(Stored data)
PR #138, opened 2021-04-09
Clean up last of null safety migration, and CI setup.

gspencergoog:
This PR is a cleanup PR for the repo.  It does the following:

- Removes the last vestiges of the null safety migration so that everything runs with sound null safety.
- Moves CI scripts into the "ci" subdir, and makes some of them more general (so that they pick up new directories to analyze automatically, for one thing).
- Updates the application shims for the example app and the diagram generator app.
- Fixes a small issue in the generator where it wasn't using the passed process manager.


darrenaustin (approved):
LGTM. There is a lot here, so I just gave it a once over. Didn't see anything out of order for this kind of change.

__WHAT IS REQUIRED__
Write the entries out once more, exactly as they appear.

__EXERCISE ANSWER__
PR #138, opened 2021-04-09
Clean up last of null safety migration, and CI setup.

gspencergoog:
This PR is a cleanup PR for the repo.  It does the following:

- Removes the last vestiges of the null safety migration so that everything runs with sound null safety.
- Moves CI scripts into the "ci" subdir, and makes some of them more general (so that they pick up new directories to analyze automatically, for one thing).
- Updates the application shims for the example app and the diagram generator app.
- Fixes a small issue in the generator where it wasn't using the passed process manager.


darrenaustin (approved):
LGTM. There is a lot here, so I just gave it a once over. Didn't see anything out of order for this kind of change.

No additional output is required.